### [Assignment]
Your response should consist of the entries below, written out exactly.

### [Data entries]
%%

PR #1021, opened 2023-04-05
Expose AMS client token so it can be overwritten by tests in ephemeral

ikerreyes:
# Description

Testing in ephemeral with a mock instance of AMS requires a valid auth mechanism. Thus, it requires a valid client and secret or a token. Token is used by tests, and given that the goal is to enable ephemeral testing, we follow the same approach.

%%

### [Response to this task]
PR #1021, opened 2023-04-05
Expose AMS client token so it can be overwritten by tests in ephemeral

ikerreyes:
# Description

Testing in ephemeral with a mock instance of AMS requires a valid auth mechanism. Thus, it requires a valid client and secret or a token. Token is used by tests, and given that the goal is to enable ephemeral testing, we follow the same approach.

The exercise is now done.